*Assigned task:* Within the records below, find each line with the word "solution" and copy it out.

*Exercise materials:*
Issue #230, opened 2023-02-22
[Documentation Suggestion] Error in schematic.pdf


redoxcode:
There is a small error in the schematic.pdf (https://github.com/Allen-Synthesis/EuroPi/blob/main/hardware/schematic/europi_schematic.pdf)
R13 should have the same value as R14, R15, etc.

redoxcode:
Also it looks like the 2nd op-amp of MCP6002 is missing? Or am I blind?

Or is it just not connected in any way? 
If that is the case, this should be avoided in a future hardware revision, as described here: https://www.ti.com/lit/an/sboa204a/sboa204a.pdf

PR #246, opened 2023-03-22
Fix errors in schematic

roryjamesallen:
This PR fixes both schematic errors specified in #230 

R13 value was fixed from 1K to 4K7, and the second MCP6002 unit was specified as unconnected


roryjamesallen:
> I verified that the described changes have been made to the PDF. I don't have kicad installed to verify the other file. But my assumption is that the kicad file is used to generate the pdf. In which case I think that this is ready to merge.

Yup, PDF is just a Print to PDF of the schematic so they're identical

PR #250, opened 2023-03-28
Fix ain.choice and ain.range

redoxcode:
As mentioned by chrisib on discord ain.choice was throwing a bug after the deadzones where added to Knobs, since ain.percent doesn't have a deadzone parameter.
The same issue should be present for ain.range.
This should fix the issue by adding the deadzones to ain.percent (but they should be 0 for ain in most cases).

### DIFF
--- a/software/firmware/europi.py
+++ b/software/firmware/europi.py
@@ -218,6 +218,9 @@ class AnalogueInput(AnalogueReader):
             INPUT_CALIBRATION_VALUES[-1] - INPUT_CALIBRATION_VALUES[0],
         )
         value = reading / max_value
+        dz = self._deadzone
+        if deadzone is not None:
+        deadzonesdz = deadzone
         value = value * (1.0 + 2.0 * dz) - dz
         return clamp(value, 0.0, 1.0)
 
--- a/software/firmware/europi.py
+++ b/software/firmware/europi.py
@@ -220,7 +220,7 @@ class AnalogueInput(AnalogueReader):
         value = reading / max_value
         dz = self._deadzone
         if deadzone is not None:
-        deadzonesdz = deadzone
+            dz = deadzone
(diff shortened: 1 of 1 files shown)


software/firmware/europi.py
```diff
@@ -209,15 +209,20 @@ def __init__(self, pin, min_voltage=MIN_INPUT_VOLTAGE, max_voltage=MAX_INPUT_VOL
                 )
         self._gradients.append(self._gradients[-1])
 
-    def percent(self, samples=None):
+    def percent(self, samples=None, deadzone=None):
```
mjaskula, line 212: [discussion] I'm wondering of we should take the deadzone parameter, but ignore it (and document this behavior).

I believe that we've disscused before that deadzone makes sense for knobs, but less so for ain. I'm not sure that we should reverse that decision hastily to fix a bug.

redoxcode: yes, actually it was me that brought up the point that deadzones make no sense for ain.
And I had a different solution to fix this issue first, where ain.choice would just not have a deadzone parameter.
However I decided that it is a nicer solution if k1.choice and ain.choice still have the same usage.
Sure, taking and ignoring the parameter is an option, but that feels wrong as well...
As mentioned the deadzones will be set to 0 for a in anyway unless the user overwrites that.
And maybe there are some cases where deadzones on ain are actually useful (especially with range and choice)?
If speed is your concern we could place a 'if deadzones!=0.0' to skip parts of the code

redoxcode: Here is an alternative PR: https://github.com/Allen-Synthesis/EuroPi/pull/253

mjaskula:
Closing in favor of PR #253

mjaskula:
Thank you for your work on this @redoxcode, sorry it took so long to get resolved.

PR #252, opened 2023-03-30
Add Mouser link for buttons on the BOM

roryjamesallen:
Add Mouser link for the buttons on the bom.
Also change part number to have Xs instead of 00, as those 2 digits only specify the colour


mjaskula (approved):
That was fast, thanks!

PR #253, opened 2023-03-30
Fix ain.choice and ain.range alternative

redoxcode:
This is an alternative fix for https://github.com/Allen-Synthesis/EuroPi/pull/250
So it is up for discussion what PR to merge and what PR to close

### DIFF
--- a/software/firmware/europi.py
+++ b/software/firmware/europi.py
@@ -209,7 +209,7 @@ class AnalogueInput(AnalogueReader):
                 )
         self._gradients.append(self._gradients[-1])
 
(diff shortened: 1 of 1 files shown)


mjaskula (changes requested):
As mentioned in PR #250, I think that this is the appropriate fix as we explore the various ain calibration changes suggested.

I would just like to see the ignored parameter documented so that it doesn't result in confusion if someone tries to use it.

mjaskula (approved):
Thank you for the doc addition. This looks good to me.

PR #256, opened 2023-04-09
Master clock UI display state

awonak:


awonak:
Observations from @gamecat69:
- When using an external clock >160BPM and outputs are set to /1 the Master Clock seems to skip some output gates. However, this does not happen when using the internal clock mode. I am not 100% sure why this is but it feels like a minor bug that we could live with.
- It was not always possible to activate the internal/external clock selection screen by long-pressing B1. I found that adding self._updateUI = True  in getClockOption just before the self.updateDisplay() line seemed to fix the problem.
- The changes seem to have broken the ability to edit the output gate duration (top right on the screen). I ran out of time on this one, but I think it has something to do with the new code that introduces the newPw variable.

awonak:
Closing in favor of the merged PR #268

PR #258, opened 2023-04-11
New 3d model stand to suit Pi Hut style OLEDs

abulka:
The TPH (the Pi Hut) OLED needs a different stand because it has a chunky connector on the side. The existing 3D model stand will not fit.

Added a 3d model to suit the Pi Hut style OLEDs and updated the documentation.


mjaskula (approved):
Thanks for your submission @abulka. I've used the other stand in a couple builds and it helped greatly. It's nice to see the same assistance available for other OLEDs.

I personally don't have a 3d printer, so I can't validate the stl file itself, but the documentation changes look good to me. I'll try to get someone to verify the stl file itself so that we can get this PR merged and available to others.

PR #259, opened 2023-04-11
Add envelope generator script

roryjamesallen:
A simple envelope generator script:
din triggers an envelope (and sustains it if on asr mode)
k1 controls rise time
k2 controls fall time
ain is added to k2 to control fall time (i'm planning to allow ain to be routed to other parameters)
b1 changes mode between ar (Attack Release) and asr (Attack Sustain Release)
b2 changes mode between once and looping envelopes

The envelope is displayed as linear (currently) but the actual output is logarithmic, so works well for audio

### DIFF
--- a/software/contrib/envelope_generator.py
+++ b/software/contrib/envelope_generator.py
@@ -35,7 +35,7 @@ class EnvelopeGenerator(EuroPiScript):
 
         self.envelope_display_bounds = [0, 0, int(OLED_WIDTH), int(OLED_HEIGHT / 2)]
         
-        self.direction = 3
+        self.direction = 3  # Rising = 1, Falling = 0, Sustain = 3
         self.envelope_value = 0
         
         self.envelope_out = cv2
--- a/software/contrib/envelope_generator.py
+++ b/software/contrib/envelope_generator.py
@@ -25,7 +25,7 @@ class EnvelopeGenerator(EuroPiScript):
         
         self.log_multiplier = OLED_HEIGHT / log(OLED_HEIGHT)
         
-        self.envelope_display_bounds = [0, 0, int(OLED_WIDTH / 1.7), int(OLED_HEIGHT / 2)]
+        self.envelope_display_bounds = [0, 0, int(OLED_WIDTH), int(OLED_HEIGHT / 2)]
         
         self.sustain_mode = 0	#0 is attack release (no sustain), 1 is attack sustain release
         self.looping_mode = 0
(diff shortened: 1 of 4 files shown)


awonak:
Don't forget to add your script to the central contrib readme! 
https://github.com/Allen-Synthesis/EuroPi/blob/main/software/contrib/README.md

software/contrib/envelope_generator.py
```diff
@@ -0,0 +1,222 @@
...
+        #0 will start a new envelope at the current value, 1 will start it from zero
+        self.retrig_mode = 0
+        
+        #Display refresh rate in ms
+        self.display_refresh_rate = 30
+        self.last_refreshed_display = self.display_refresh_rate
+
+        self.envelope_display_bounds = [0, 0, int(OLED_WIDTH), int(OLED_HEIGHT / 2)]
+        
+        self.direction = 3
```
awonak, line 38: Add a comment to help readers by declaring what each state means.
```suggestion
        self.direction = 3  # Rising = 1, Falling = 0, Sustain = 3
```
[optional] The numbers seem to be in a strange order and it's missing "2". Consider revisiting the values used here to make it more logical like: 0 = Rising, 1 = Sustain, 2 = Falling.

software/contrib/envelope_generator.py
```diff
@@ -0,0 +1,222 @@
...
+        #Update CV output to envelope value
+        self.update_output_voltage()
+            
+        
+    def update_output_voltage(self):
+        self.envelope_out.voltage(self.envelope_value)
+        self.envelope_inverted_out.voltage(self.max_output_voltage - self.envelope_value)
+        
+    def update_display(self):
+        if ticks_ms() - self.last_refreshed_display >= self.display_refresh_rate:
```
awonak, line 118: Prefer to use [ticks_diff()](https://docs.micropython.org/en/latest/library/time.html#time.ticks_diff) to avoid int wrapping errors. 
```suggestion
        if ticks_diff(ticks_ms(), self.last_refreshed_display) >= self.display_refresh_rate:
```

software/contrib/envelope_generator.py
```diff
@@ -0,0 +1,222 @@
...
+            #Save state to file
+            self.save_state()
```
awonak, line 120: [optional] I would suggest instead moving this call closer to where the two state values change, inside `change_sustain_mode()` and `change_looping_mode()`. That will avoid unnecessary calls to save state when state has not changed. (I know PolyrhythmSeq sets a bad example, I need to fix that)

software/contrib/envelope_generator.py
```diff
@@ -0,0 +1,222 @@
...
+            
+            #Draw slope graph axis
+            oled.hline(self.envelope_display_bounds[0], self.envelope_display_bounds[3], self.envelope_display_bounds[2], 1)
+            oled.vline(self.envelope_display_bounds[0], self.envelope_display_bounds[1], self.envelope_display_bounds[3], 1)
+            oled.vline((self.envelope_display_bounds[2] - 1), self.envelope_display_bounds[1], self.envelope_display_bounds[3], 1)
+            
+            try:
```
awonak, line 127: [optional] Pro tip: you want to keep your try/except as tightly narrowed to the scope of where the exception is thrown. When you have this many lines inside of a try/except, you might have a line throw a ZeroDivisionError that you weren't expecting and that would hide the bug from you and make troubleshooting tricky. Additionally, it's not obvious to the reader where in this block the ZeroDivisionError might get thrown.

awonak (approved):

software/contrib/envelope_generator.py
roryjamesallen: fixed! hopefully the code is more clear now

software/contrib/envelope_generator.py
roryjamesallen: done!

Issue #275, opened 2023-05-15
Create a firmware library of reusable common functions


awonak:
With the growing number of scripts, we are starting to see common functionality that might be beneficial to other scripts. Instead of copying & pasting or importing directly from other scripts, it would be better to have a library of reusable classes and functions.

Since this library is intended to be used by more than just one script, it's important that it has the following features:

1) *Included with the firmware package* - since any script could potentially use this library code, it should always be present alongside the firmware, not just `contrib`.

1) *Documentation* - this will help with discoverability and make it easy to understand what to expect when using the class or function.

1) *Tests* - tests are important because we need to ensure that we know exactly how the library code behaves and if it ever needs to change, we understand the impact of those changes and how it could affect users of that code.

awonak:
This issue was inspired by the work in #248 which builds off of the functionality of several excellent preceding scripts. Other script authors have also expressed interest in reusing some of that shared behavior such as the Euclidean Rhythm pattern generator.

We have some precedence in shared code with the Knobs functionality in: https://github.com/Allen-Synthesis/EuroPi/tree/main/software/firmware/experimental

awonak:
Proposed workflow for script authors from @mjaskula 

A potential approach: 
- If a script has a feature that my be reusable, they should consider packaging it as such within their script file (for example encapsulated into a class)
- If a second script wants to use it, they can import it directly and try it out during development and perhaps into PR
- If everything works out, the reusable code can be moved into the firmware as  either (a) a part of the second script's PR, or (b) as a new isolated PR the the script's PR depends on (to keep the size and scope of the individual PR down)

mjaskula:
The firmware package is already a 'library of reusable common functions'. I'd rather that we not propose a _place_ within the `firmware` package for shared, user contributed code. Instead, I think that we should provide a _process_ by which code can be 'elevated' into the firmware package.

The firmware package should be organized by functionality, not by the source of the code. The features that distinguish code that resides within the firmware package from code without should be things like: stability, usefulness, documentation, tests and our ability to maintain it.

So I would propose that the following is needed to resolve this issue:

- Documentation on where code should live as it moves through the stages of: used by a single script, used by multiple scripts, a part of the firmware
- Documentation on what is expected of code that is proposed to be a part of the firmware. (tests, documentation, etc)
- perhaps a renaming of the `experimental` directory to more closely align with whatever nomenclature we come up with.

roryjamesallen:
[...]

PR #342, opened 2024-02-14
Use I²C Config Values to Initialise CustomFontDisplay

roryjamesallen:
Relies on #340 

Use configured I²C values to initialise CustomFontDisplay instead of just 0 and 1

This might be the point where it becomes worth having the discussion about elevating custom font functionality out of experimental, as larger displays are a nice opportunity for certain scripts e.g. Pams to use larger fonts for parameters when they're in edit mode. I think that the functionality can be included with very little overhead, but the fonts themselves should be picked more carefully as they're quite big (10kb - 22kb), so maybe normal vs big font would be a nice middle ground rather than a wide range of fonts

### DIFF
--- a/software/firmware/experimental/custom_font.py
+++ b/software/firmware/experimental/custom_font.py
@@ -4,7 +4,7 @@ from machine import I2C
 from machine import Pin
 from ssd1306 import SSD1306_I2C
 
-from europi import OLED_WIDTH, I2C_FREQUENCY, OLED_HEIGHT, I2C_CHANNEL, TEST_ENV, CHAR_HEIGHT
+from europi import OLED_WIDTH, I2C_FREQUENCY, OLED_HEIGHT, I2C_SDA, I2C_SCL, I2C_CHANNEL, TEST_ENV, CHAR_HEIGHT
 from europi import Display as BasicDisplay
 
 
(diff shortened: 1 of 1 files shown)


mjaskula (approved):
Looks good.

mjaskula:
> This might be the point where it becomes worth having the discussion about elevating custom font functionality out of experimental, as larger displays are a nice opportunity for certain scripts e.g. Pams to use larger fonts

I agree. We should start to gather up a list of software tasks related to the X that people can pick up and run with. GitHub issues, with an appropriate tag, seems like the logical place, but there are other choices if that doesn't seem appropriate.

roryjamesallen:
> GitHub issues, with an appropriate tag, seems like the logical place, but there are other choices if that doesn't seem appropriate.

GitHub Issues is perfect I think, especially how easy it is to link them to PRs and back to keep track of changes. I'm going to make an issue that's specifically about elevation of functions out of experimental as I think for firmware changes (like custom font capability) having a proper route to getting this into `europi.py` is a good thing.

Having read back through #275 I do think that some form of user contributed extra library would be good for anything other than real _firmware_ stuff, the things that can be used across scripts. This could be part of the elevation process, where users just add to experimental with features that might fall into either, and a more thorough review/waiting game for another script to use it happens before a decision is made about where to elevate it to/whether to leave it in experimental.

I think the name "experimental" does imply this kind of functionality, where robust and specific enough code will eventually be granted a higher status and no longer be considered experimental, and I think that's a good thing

*Exercise result:*
And I had a different solution to fix this issue first, where ain.choice would just not have a deadzone parameter.
However I decided that it is a nicer solution if k1.choice and ain.choice still have the same usage.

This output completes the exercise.